[[ Record extracts open ]]

PR #4647, opened 2021-06-03
Auto-update insecure lockfile to split GEM source sections whenever possible

deivid-rodriguez:

It's currently hard to update to the new lockfile format without updating all your gems at the same time. Bundler should do this for you whenever possible.

Even if the lockfile has merged GEM sections in the lockfile, we can still use separated sources and auto-update the format unless we are in frozen mode or the Gemfile actually has multiple global sources.


deivid-rodriguez:
Merging since @doodzik confirmed it works for them and it makes bundler more secure by dealing with insecure lockfiles instead of just warning them.

PR #4651, opened 2021-06-04
Check requirements class before loading marshalled requirements

nobu:
Mitigate the security risk:
https://devcraft.io/2021/01/07/universal-deserialisation-gadget-for-ruby-2-x-3-x.html

Unexpected method (`Kernel#system` in the article) can be called by just loading marshaled data.

Check the classes of `@requirements` and its elements.

Maybe `fix_syck_default_key_in_requirements` is no longer used and can be removed, but not sure.


deivid-rodriguez:
Hi @nobu, thanks!

I think this is a good opportunity to move https://github.com/rubygems/rubygems/pull/3797 forward. I do think `fix_syck_default_key_in_requirements` can be removed at this point. There was some theoretical backwards compatibility concerns, but we never really clarified them, so if this is a security risk I think we can just remove the vulnerable code.

@hsbt What do you think?

deivid-rodriguez:
@nobu After having another look at this, even if we remove `fix_syck_default_key_in_requirements`, we are still vulnerable to this, with the difference that we would only need to check that `@requirements` is an `Array` upon marshal loading. Correct?

nobu:
Correct, this doesn't fix the risk totally, but just "mitigate" for old ruby versions.

deivid-rodriguez:
I do believe that we can remove all `syck` traces from `rubygems` at this point, and it does simplify this patch, so I included removing the `fix_syck_default_key_in_requirements` method in this PR.

deivid-rodriguez:
I do believe this shouldn't break anything, so I'll take this opportunity to clean things up and improve security at the same time. I don't think this is really exploitable so I tagged it just as an enhancement.

deivid-rodriguez:
Thanks @nobu!

PR #4653, opened 2021-06-05
Ignore any gemfiles in parent directories

nobu:

When `Gemfile` and its lockfile exist in any upper directories, e.g., `~/Gemfile.lock`, the lockfile's content is read and the `Gem::BundlerVersionFinder` related tests fail.

By setting `ENV["BUNDLE_GEMFILE"]` to an nonexistent file path under an empty directory, skip to traverse parent directories.

Because this is a bug-fix of tests, no new tests.

### DIFF
--- a/test/rubygems/helper.rb
+++ b/test/rubygems/helper.rb
@@ -546,6 +546,10 @@ class Gem::TestCase < Test::Unit::TestCase
     Gem.pre_uninstall_hooks.clear
   end
 
+  def without_any_upwards_gemfiles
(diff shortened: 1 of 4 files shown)


deivid-rodriguez (commented):
Sounds good!

Should we extract this logic to a helper at `Gem::TestCase`, like `with_non_existent_gemfile_to_avoid_upwards_gemfile_search(&block)` or something like that?

nobu:
As seems to be needed in nearly all tests, extracted to the method to be called in `setup`.

deivid-rodriguez (approved):
Thanks @nobu

PR #4658, opened 2021-06-07
Add better specification policy error description

ceritium:

Make easier find what key of metadata from `gemspec` is invalid. 

Print `metadata['#{key}']` for string type and length value checks like for link keys.

### DIFF
--- a/lib/rubygems/specification_policy.rb
+++ b/lib/rubygems/specification_policy.rb
@@ -124,6 +124,7 @@ class Gem::SpecificationPolicy
     end
 
     metadata.each do |key, value|
+      entry = "metadata['#{key}']"
       if !key.kind_of?(String)
         error "metadata keys must be a String"
       end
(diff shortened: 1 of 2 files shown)


olleolleolle (approved):
I find this a useful developer experience improvement.

It would shorten the time it took for a user to correct their mistake.

lib/rubygems/specification_policy.rb
```diff
@@ -133,16 +134,16 @@ def validate_metadata
       end
 
       if !value.kind_of?(String)
-        error "metadata values must be a String"
+        error "#{entry} value must be a String"
       end
 
       if value.size > 1024
-        error "metadata value too large (#{value.size} > 1024)"
+        error "#{entry} value too large (#{value.size} > 1024)"
```
simi, line 141: What about to fix this as well? `...value is too large...`

olleolleolle: Ah, now I see, to improve the grammar of the wording, add "is". 👍

deivid-rodriguez (approved):
Thank you! :muscle:

PR #4672, opened 2021-06-14
[PoC] add flag to raise an error for a multisource lockfile

doodzik:

Bundler 2.2.18 fixed an issue regarding dependency confusion https://github.com/rubygems/rubygems/pull/4609. However, there isn't an easy way to make sure that a Gemfile.lock file adheres to the new format. We would like the option to fail any `bundle install` that encounters the old multisource lockfile format. This is particularly useful for our CI and CD environment since it would prevent a compromised service to be deployed.

I'm introducing a new flag `fail-on-multisource`, that checks whether multiple sources have been defined for the same gems. If that is the case a failure is being raised.

Is this the best method of solving it? I saw there is [some code behind a feature flag](https://github.com/rubygems/rubygems/blob/96e5cff3df491c4d943186804c6d03b57fcb459b/bundler/lib/bundler/dsl.rb#L463-L468) that requires sources to be specified in the Gemfile. If bundler 3 is planned on deprecating the old lockfile format maybe it makes sense to [raise an issue in the definition file](https://github.com/rubygems/rubygems/blob/master/bundler/lib/bundler/definition.rb#L117-L123) by providing a feature flag?

### DIFF
--- a/bundler/lib/bundler/cli.rb
+++ b/bundler/lib/bundler/cli.rb
@@ -232,6 +232,8 @@ module Bundler
       "Specify a different path than the system default ($BUNDLE_PATH or $GEM_HOME).#{" Bundler will remember this value for future installs on this machine" unless Bundler.feature_flag.forget_cli_options?}"
     method_option "quiet", :type => :boolean, :banner =>
       "Only output warnings and errors."
+    method_option "fail-on-multisource", :type => :boolean, :banner =>
+      "Fails bundle install if lockfile contains multiple primary sources"
     method_option "shebang", :type => :string, :banner =>
       "Specify a different shebang executable name than the default (usually 'ruby')"
     method_option "standalone", :type => :array, :lazy_default => [], :banner =>
--- a/bundler/lib/bundler/cli/install.rb
+++ b/bundler/lib/bundler/cli/install.rb
@@ -57,6 +57,13 @@ module Bundler
       definition = Bundler.definition
       definition.validate_runtime!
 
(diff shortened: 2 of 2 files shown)


deivid-rodriguez:
If I understand correctly (since now lockfiles can be easily upgraded now), what you want to prevent here is some developer using an insecure version of bundler accidentally reverting to the old format, and that insecure lockfile being deployed.

Similarly to #4642, I don't want to introduce a new feature just for this particular case. I think there are more generic features to achieve this. These is what I have in mind:

* Bundler version locking. A lockfile generated with bundler x.y.z should always be installed by bundler x.y.z. This is already the case if you make sure `bundler-x.y.z` is installed before running `bundle install`. But our plan is to make this automatic so that you don't need an extra `gem install bundler:x.y.z` step.

* A `--deployment` flag to `bundle check`, that would check whether running `bundle install` in non frozen mode would create changes in the lockfile and fail otherwise.

* A configuration to make bundler fail on warnings/deprecations. Could be even more fine-grained and allow per-warning/deprecation configuration.

I think these features would give you want you need but also be more useful in general.

However, I've been thinking more about this particular situation, I don't think it makes sense to sacrifice security for backwards compatibility. So I'm leaning towards completely avoiding installing insecure gemfiles and lockfiles, no matter what, and just fail when we encounter them.

deivid-rodriguez:
I'll close this in favour of the other alternatives I mentioned, thanks for bringing this to our attention!

Issue #4649, opened 2021-06-04
Allow some "backdoor" gems available under 'bundle exec` regardless of Gemfile


mame:
How about providing a "backdoor" way to make some special gems available even if they are not written in Gemfile?

I frequently use the `stackprof` gem to profile Ruby apps and gems. However, to use `stackprof` under `bundle exec`, I need to modify Gemfile to add `gem 'stackprof'` every time. After profiling and performance improvement, I need to be careful to revert the modification before commit. This repeated process is, honestly, annoying and error-prone to me. (If there is already a way to temporarily make some special gems available without Gemfile modification, sorry but let me know.)

My current motivation is `stackprof`, but this is not limited to the gem. There are some gems that we want to use only during development. Currently, @ko1 is creating a new `debug` gem, which we will want to use with no code modification. Also, this is related to https://bugs.ruby-lang.org/issues/16778; if it is easy and useful enough to make a gem "special", we may promote some default gems (for example, irb) to bundle gems.

My naive idea to use an environment variable. For example, `bundle exec` can make gems listed in `BUNDLER_BACKDOOR_GEMS`.

```
export BUNDLER_BACKDOOR_GEMS=stackprof,debug,irb
```

Another idea is `~/.bundle/config`, or something.

I know that my proposal reduces the environment reproducibility which is the main motivation of Bundler. Some users may use this backdoor in development environment, unintentionally write code that depends on the gems, commit and deploy the code, but the code does not work in production. So, this is a trade-off between development usability and production robustness. Thus, I call my proposal as "backdoor" to notice users that this feature is somewhat dangerous.

However, in recent practice, this kind of issues (unintentionally deploying code) will be typically visible in CI environment. Rather, in this regard, unintentionally committing a temporal modification of Gemfile to add `gem "stackprof"` or `gem "debug"` or something is much worse because it may pass the CI test and bring big performance overhead in production.

What do you think?

duckinator:
The entire purpose of `bundle exec` is to create an isolated environment. From `man bundle-exec`:

> **bundle exec** makes a number of changes to the shell environment, then
> executes the command you specify in full.
>
> [...]
>
>  It also modifies Rubygems:
>  •   disallow loading additional gems not in the bundle
> [...]

Interestingly, you can do `bundle exec gem install stackprof` and it still hides it during `bundle exec`. But the files are all there, meaning it is theoretically possible to allow access to it.

[...]

PR #4680, opened 2021-06-17
`bundle exec --allow-gems=GEMS` to enable GEMS regardless of Gemfile

mame:

I want to enable some tooling gems temporarily even if they are not written in Gemfile. See #4649 in detail.

This changeset adds `--allow-gems=GEMS` option to `bundle exec`.
The option makes the speficied gems available even if the gems are not
listed in Gemfile. This is supposed to be used for some tooling gems
(like stackprof) which is needed just temporarily.

If the gem specified by `--allow-gems` is not listed in Gemfile, the
installed latest version of the gem is picked up. If the gem is listed
in Gemfile, the option is just ignored and Gemfile's specification is
respected.

### DIFF
--- a/bundler/lib/bundler/cli.rb
+++ b/bundler/lib/bundler/cli.rb
@@ -469,6 +469,7 @@ module Bundler
 
     desc "exec [OPTIONS]", "Run the command in context of the bundle"
     method_option :keep_file_descriptors, :type => :boolean, :default => false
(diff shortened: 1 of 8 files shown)


mame:
@deivid-rodriguez proposed `ruby -rstackprof -rbundler/setup` which is much simpler than this PR, so I close this. Thanks.

PR #4681, opened 2021-06-17
Close then unlink tempfiles on Windows

nobu:

In ruby/ruby test actions, number of "leaked tempfile" messages are shown on Windows.

As Windows disallows removing open files, `Tempfile#unlink` fails silently before `#close`.
Close then unlink by `#close!` instead.


deivid-rodriguez (approved):
Thank you!

This is copied from minitest, so the PR should be proposed there too in order to  be good citizens :)

PR #4683, opened 2021-06-17
Fix multisource lockfile warning message

deivid-rodriguez:

This is a follow up to https://github.com/rubygems/rubygems/pull/4647.

In that PR, we fixed our logic to automatically update the lockfile format to have split GEM sections when necessary.

So, there's only two cases when this warning is printed now:

* When the Gemfile has multiple global sources. In this case, the warning is not really necessary because we already display a deprecation warning about the `Gemfile`, and once that's fixed, the lockfile format will be automatically upgraded.

* When we are in frozen mode, because we're not allowed to write to the lockfile.

This PR changes bundler so that the warning is not printed in the first case, and so that the warning gives proper resolution steps for the second case.

### DIFF
--- a/bundler/lib/bundler/definition.rb
+++ b/bundler/lib/bundler/definition.rb
@@ -112,7 +112,7 @@ module Bundler
       end
 
       @locked_gem_sources = @locked_sources.select {|s| s.is_a?(Source::Rubygems) }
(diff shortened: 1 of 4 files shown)


deivid-rodriguez:
I added a couple of extra commits to try to improve the naming and make the logic easier to understand.

PR #7184, opened 2023-11-22
Use GitHub Discussions with report suggestion

hsbt:

`Bundler::FriendlyErrors` still suggests to report our issues. But their report is not helpful for developpers and mostly there is no response from first reporter. We should switch this template to discussions from issues. If we decide to handle it as issues, we can easily convert it to issues.

replaced GH issues to GH discussions.

### DIFF
--- a/bundler/lib/bundler/friendly_errors.rb
+++ b/bundler/lib/bundler/friendly_errors.rb
@@ -78,7 +78,7 @@ module Bundler
       Bundler.ui.error <<~EOS, nil, :yellow
 
         First, try this link to see if there are any existing issue reports for this error:
-        #{issues_url(e)}
+        #{discussions_url(e)}
 
         If there aren't any reports for this error yet, please fill in the new issue form located at #{new_issue_url}, and copy and paste the report template above in there.
       EOS
@@ -99,12 +99,12 @@ module Bundler
       EOS
     end
 
-    def issues_url(exception)
+    def discussions_url(exception)
       message = exception.message.lines.first.tr(":", " ").chomp
       message = message.split("-").first if exception.is_a?(Errno)
       require "cgi"
       "https://github.com/rubygems/rubygems/search?q=" \
-        "#{CGI.escape(message)}&type=Issues"
+        "#{CGI.escape(message)}&type=Discussions"
     end
 
     def new_issue_url
--- a/bundler/lib/bundler/friendly_errors.rb
+++ b/bundler/lib/bundler/friendly_errors.rb
@@ -108,7 +108,7 @@ module Bundler
     end
 
     def new_issue_url
-      "https://github.com/rubygems/rubygems/issues/new?labels=Bundler&template=bundler-related-issue.md"
+      "https://github.com/rubygems/rubygems/discussions/new?category=q-a"
     end
   end
 
--- a/bundler/lib/bundler/friendly_errors.rb
+++ b/bundler/lib/bundler/friendly_errors.rb
@@ -77,7 +77,7 @@ module Bundler
 
       Bundler.ui.error <<~EOS, nil, :yellow
 
-        First, try this link to see if there are any existing issue reports for this error:
+        First, try this link to see if anyone has reported this error:
         #{discussions_url(e)}
 
         If there aren't any reports for this error yet, please fill in the new issue form located at #{new_issue_url}, and copy and paste the report template above in there.
--- a/bundler/lib/bundler/friendly_errors.rb
+++ b/bundler/lib/bundler/friendly_errors.rb
@@ -80,7 +80,7 @@ module Bundler
         First, try this link to see if anyone has reported this error:
         #{discussions_url(e)}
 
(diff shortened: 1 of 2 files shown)


bundler/lib/bundler/friendly_errors.rb
```diff
@@ -78,7 +78,7 @@ def request_issue_report_for(e)
       Bundler.ui.error <<~EOS, nil, :yellow
 
         First, try this link to see if there are any existing issue reports for this error:
```
duckinator, line 80: Maybe this?:

```suggestion
        First, try this link to see if anyone has reported this error:
```

bundler/lib/bundler/friendly_errors.rb
```diff
@@ -99,16 +99,16 @@ def serialized_exception_for(e)
...
+    def discussions_url(exception)
       message = exception.message.lines.first.tr(":", " ").chomp
       message = message.split("-").first if exception.is_a?(Errno)
       require "cgi"
       "https://github.com/rubygems/rubygems/search?q=" \
-        "#{CGI.escape(message)}&type=Issues"
+        "#{CGI.escape(message)}&type=Discussions"
     end
 
     def new_issue_url
```
duckinator, line 110: Given the link now creates a new Discussion, not a new Issue, we should update this function name accordingly.

```suggestion
    def new_discussion_url
```

bundler/lib/bundler/friendly_errors.rb
```diff
@@ -78,7 +78,7 @@ def request_issue_report_for(e)
       Bundler.ui.error <<~EOS, nil, :yellow
 
         First, try this link to see if there are any existing issue reports for this error:
-        #{issues_url(e)}
+        #{discussions_url(e)}
 
         If there aren't any reports for this error yet, please fill in the new issue form located at #{new_issue_url}, and copy and paste the report template above in there.
```
duckinator, line 83: This changes `new_issue_url` to `new_discussion_url`, to match my other suggestion.

```suggestion
        If there aren't any reports for this error yet, please fill in the new issue form located at #{new_discussion_url}, and copy and paste the report template above in there.
```

duckinator (changes requested):
I don't have strong feelings other way about this change, but _if_ this does get merged I'd like the message to be simplified a bit and for `new_issue_url` to be renamed to `new_discussion_url`.

Specifically, I think this phrasing is a bit easier to understand:

> First, try this link to see if anyone has reported this error:

I provided these as "suggested changes" you can apply directly from GitHub, but feel free to make the changes locally yourself if you prefer! 🙂

hsbt:
@duckinator Thank you for your review. Just update them.

duckinator (approved):
Looks good to me.

deivid-rodriguez:
I disagree with this. Whenever the bug report template is printed to end users, that's a bug in Bundler and it's helpful to get it reported. We still get bad quality reports where users only copy the template without providing any more information, but I don't think recommending opening a discussion improves that.

deivid-rodriguez:
I think I've never converted a "Bug report template" issue into a discussion? 🤔

hsbt:
It's not for improving report quality. Discussions is helpful with community support. In fact, https://github.com/rbenv/ruby-build/discussions is handled by many users.

deivid-rodriguez:
As I explained I'm against this because bug reports should get reported to the bug tracker, not as discussion. I'm happy to get wider community help with triaging issues, but the right place for that is the issue tracker.

hsbt:
I don't think so.

ok, I withdraw this because I didn't get your approval.

deivid-rodriguez:
I'm sorry! I'm not the only maintainer, if other maintainers prefer this way I can accept the change. I can also triage discussions so it's not a big deal. We can reopen if there's more support for this change.

hsbt:
👌 @indirect @simi How about this? 

https://github.com/rubygems/rubygems/discussions/6760 and https://github.com/rubygems/rubygems/discussions/7183 are good example for this PR.

indirect:
I’m ok with either one, since we have to triage either way.

I think for common copy and paste errors we should change Bundler to not suggest an error report. 😅 For example, if there is a permission error we could print “Bundler cannot continue because it does not have permission to write to /path.” instead of suggesting a new issue/discussion.

deivid-rodriguez:
Absolutely!

That's exactly the direction I've been taking for a while for addressing these issues. See for example https://github.com/rubygems/rubygems/pull/7113, https://github.com/rubygems/rubygems/pull/5726, https://github.com/rubygems/rubygems/pull/4965.

My take is that the bug report being printed is always a Bundler bug, because either:
* It shows a real bug in Bundler and provides helpful info to address it.
* It does NOT show a real bug in Bundler, but an expected error condition. In that case, printing the bug report template is also a bug, since we should be printing instead a proper informative error to the user and not the bug report template.

hsbt:
okay, I'll reopen this when we will get many of not helpful issues.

[[ Record extracts closed ]]

## Exercise aim
Begin at the line that has "My naive idea" in the entries above; stop after the line that has "The entire purpose". Transcribe exactly those lines and no others.

## Exercise result
My naive idea to use an environment variable. For example, `bundle exec` can make gems listed in `BUNDLER_BACKDOOR_GEMS`.

```
export BUNDLER_BACKDOOR_GEMS=stackprof,debug,irb
```

Another idea is `~/.bundle/config`, or something.

I know that my proposal reduces the environment reproducibility which is the main motivation of Bundler. Some users may use this backdoor in development environment, unintentionally write code that depends on the gems, commit and deploy the code, but the code does not work in production. So, this is a trade-off between development usability and production robustness. Thus, I call my proposal as "backdoor" to notice users that this feature is somewhat dangerous.

However, in recent practice, this kind of issues (unintentionally deploying code) will be typically visible in CI environment. Rather, in this regard, unintentionally committing a temporal modification of Gemfile to add `gem "stackprof"` or `gem "debug"` or something is much worse because it may pass the CI test and bring big performance overhead in production.

What do you think?

duckinator:
The entire purpose of `bundle exec` is to create an isolated environment. From `man bundle-exec`:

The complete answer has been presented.